Goldman Sachs & Co. LLC is acting as sole underwriter for the offering.

The offering is being made pursuant to an effective shelf registration statement, previously filed with the Securities and Exchange Commission (the “SEC”). The offering will be made only by means of a prospectus supplement and a related prospectus, copies of which, when available, may be obtained on the SEC’s website at www.sec.gov or by contacting Goldman Sachs & Co. LLC, Prospectus Department, 200 West Street, New York, NY 10282, telephone: 1-866-471-2526, facsimile: 212-902-9316 or by emailing [email protected].

This press release shall not constitute an offer to sell or the solicitation of any offer to buy, nor shall there be any sale of these securities in any state or jurisdiction in which such an offer, solicitation or sale would be unlawful prior to registration or qualification under the securities laws of any such state or jurisdiction.

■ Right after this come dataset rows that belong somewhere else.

PR #588, opened 2025-02-10
Extend battle/start message with engine, game and map

### LINKED ISSUE #574: [Feature]: Extend `battle/start` message
### Describe the Feature

Now that [this PR](https://github.com/beyond-all-reason/tachyon/pull/44) is merged, the [battle/start](https://github.com/beyond-all-reason/tachyon/blob/master/docs/schema/battle.md#start) response should have more fields to specify the engine version, game version and map.

* The function [Teiserver.Player.battle_start](https://github.com/geekingfrog/teiserver/blob/b0a9d92e76bd2a2bf0dcb6e29acef6b6f7e7b72e/lib/teiserver/matchmaking/pairing_room.ex#L148-L150) should be modified so that it takes into account these fields when sending the message.
* Update the corresponding json schema

L-e-x-o-n:
Resolves #574

### DIFF
--- a/lib/teiserver/autohost/tachyon_handler.ex
+++ b/lib/teiserver/autohost/tachyon_handler.ex
@@ -20,7 +20,10 @@ defmodule Teiserver.Autohost.TachyonHandler do
 
   @type start_response :: %{
           ips: [String.t()],
-          port: integer()
+          port: integer(),
+          engine: %{version: String.t()},
+          game: %{springName: String.t()},
+          map: %{springName: String.t()}
         }
 
   @impl Handler
--- a/test/teiserver_web/tachyon/matchmaking_test.exs
+++ b/test/teiserver_web/tachyon/matchmaking_test.exs
@@ -436,7 +436,6 @@ defmodule Teiserver.Tachyon.MatchmakingTest do
         for ally_team <- data["allyTeams"],
             team <- ally_team["teams"],
             player <- team["players"] do
-          # TODO: actually run json schema validation on the payloadd instead of that
           assert Map.has_key?(player, "name")
           assert Map.has_key?(player, "password")
           player["userId"]
@@ -450,8 +449,16 @@ defmodule Teiserver.Tachyon.MatchmakingTest do
       end
 
       for client <- clients do
-        # TODO: same, json schema validation here
-        assert %{"commandId" => "battle/start", "data" => %{"ip" => _ip, "port" => _port}} =
+        assert %{
+                 "commandId" => "battle/start",
+                 "data" => %{
+                   "ip" => _ip,
+                   "port" => _port,
+                   "engine" => %{"version" => "105.1.1-2590-gb9462a0 bar"},
+                   "game" => %{"springName" => "Beyond All Reason test-26929-d709d32"},
+                   "map" => %{"springName" => "Red Comet Remake 1.8"}
+                 }
+               } =
                  Tachyon.recv_message!(client)
       end
     end
--- a/lib/teiserver/lobby/libs/lobby_lib.ex
+++ b/lib/teiserver/lobby/libs/lobby_lib.ex
@@ -135,7 +135,7 @@ defmodule Teiserver.Lobby.LobbyLib do
     cast_lobby(lobby_id, {:update_values, new_values})
   end
 
-  @spec rename_lobby(T.lobby_id(), String.t(), T.userid()) :: :ok | nil
+  @spec rename_lobby(T.lobby_id(), String.t(), T.userid() | nil) :: :ok | nil
   def rename_lobby(lobby_id, new_base_name, renamer_id) do
     cast_lobby(lobby_id, {:rename_lobby, new_base_name, renamer_id})
   end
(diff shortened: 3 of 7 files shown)


lib/teiserver/autohost/tachyon_handler.ex
```diff
@@ -20,7 +20,10 @@ defmodule Teiserver.Autohost.TachyonHandler do
 
   @type start_response :: %{
           ips: [String.t()],
-          port: integer()
+          port: integer(),
+          engine: %{String.t() => String.t()},
+          game: %{String.t() => String.t()},
+          map: %{String.t() => String.t()}
```
geekingfrog, line 26: Although these types are valid they are not great. You should prefer using known keys with atoms like so: `%{version: String.t()}`

lib/teiserver/autohost/tachyon_handler.ex
```diff
@@ -173,7 +176,10 @@ defmodule Teiserver.Autohost.TachyonHandler do
        {:ok,
         %{
           ips: data["ips"],
-          port: data["port"]
+          port: data["port"],
+          engine: %{"version" => data["engine"]},
+          game: %{"springName" => data["game"]},
+          map: %{"springName" => data["map"]}
```
geekingfrog, line 182: prefer using atoms for known keys, they are preallocated and nicer to use. When converted to json, they are automatically converted to string at that point.

test/teiserver_web/tachyon/matchmaking_test.exs
```diff
@@ -427,7 +427,10 @@ defmodule Teiserver.Tachyon.MatchmakingTest do
 
       host_data = %{
         ips: ["127.0.0.1"],
-        port: 48912
+        port: 48912,
+        engine: "recoil",
+        game: "BAR",
+        map: "Altored Divide"
```
geekingfrog, line 433: This is incorrect. The response from the autohost does NOT have these keys set, only the ips and port. See https://github.com/beyond-all-reason/tachyon/blob/master/docs/schema/autohost.md#response-8

What you need to check is on lines 454, where we call `recv_message!` for each client, that *these* responses have the correct data in them.
You can also remove the comments about running schema validation of these responses, this is now done

geekingfrog (changes requested):

lib/teiserver/autohost/tachyon_handler.ex
L-e-x-o-n: Done

lib/teiserver/autohost/tachyon_handler.ex
L-e-x-o-n: Done

test/teiserver_web/tachyon/matchmaking_test.exs
L-e-x-o-n: Done

lib/teiserver/autohost/tachyon_handler.ex
```diff
@@ -173,7 +176,11 @@ defmodule Teiserver.Autohost.TachyonHandler do
        {:ok,
         %{
           ips: data["ips"],
-          port: data["port"]
+          port: data["port"],
+          # TODO Geth these values from somewhere else
+          engine: %{version: "105.1.1-2590-gb9462a0 bar"},
+          game: %{springName: "Beyond All Reason test-26929-d709d32"},
+          map: %{springName: "Red Comet Remake 1.8"}
```
L-e-x-o-n, line 183: Is this fine for now? If not where else should I get these from?

geekingfrog: The flow should be the following:

* pairing room has got all the ready notification and create a start script from its data.
* it sends this start script to an autohost that starts a battle
* with the response of the autohost, it knows the ips and port
* the pairing room process can then send all the required data to the players, by merging
  * the ip and port from the autohost
  * the engine, map and game from the start script/internal parameters
This merging should be done around there: https://github.com/geekingfrog/teiserver/blob/master/lib/teiserver/matchmaking/pairing_room.ex#L143

For now this is how the information should flow.
I think in the future, we should refactor that a bit so that the battle process is responsible for sending this data to the player, if you feel like it, you can do that in another commit.

test/teiserver_web/tachyon/matchmaking_test.exs
```diff
@@ -450,8 +449,16 @@ defmodule Teiserver.Tachyon.MatchmakingTest do
...
-        # TODO: same, json schema validation here
-        assert %{"commandId" => "battle/start", "data" => %{"ip" => _ip, "port" => _port}} =
+        assert %{
+                 "commandId" => "battle/start",
+                 "data" => %{
+                   "ip" => _ip,
+                   "port" => _port,
+                   "engine" => %{"version" => "105.1.1-2590-gb9462a0 bar"},
+                   "game" => %{"springName" => "Beyond All Reason test-26929-d709d32"},
+                   "map" => %{"springName" => "Red Comet Remake 1.8"}
```
geekingfrog, line 459: :+1:

lib/teiserver/autohost/tachyon_handler.ex
L-e-x-o-n: Ah I see now. The latest changes should work then.

geekingfrog (approved):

Cautionary Statement Regarding Forward-Looking Statements

Certain statements in this release, other than purely historical information, including statements regarding the expected closing of the secondary offering, are “forward-looking statements” within the meaning of Private Securities Litigation Reform Act of 1995, Section 27A of the Securities Act of 1933, as amended, and Section 21E of the Securities Exchange Act of 1934, as amended. Statements that include the words “expect,” “intend,” “plan,” “believe,” “project,” “anticipate,” “will,” “may,” “would” and similar statements of a future or forward-looking nature may be used to identify forward-looking statements. All forward-looking statements address matters that involve risks and uncertainties, many of which are beyond Triton’s control. Accordingly, there are or will be important factors that could cause actual results to differ materially from those indicated in such statements and, therefore, you should not place undue reliance on any such statements.

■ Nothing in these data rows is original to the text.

PR #593, opened 2025-02-12
Messaging dm subscription

geekingfrog:
All the messaging stuff for DM. The scary +935 is a bit misleading, the addition of the json schema inflates the count quite a bit.
I believe there's going to be a special process for messaging later for lobbies and parties, but dms are simpler and can be handled this way, at least for now.

### DIFF
--- a/lib/teiserver/player/session.ex
+++ b/lib/teiserver/player/session.ex
@@ -15,6 +15,7 @@ defmodule Teiserver.Player.Session do
 
   alias Teiserver.Data.Types, as: T
   alias Teiserver.{Player, Matchmaking, Messaging}
+  alias Teiserver.Helpers.BoundedQueue, as: BQ
 
   @type conn_state :: :connected | :reconnecting | :disconnected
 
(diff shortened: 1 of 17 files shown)


lib/teiserver/player/session.ex
```diff
@@ -34,13 +35,56 @@ defmodule Teiserver.Player.Session do
...
 
+  @type messaging_state :: %{
+          store_messages?: boolean(),
+          subscribed?: boolean(),
+          # for simplicity, only hold one buffer for everything. This may lead to
+          # problems if a few sources are really noisy, they will force out
+          # the other messages. We can deal with that later with a smaller
+          # buffer per source, and the added complexity of having to limit
+          # that total size
+          buffer: BQ.t(Messaging.message())
```
bcdrme, line 46: I think it's fine honestly, especially if we implement some sort of rate limit on the websocket connection itself to prevent bad actors from spamming

L-e-x-o-n (approved):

These factors include, without limitation, economic, business, competitive, market and regulatory conditions and the following: risks and uncertainties related to capital markets conditions; that the offering, which is subject to customary conditions, could be terminated; the impact of COVID-19 on our business and financial results; decreases in the demand for leased containers; decreases in market leasing rates for containers; difficulties in re-leasing containers after their initial fixed-term leases; our customers' decisions to buy rather than lease containers; our dependence on a limited number of customers for a substantial portion of our revenues; customer defaults; decreases in the selling prices of used containers; extensive competition in the container leasing industry; difficulties stemming from the international nature of our business; decreases in the demand for international trade; disruption to our operations resulting from the political and economic policies of the United States and other countries, particularly China, including but not limited to the impact of trade wars and tariffs; disruption to our operations from failures of, or attacks on, our information technology systems; disruption to our operations as a result of natural disasters; our compliance or failure to comply with laws and regulations related to economic and trade sanctions, security, anti-terrorism, environmental protection and corruption; our ability to obtain sufficient capital to support our growth; restrictions imposed by the terms of our debt agreements; changes in tax laws in, Bermuda, the United States and other countries and other risks and uncertainties, including those risk factors set forth in the section entitled "Risk Factors" in our Form 10-K filed with the Securities and Exchange Commission ("SEC"), on February 14, 2020, in any Form 10-Q filed or to be filed by Triton, and in other documents we file with the SEC from time to time. Except to the extent required by applicable law, we undertake no obligation to update publicly or revise any forward-looking statement, whether as a result of new information, future developments or otherwise.

About Triton International Limited

Triton International Limited is the world’s largest lessor of intermodal freight containers. With a container fleet of over 6.0 million twenty-foot equivalent units ("TEU"), Triton’s global operations include acquisition, leasing, re-leasing and subsequent sale of multiple types of intermodal containers and chassis.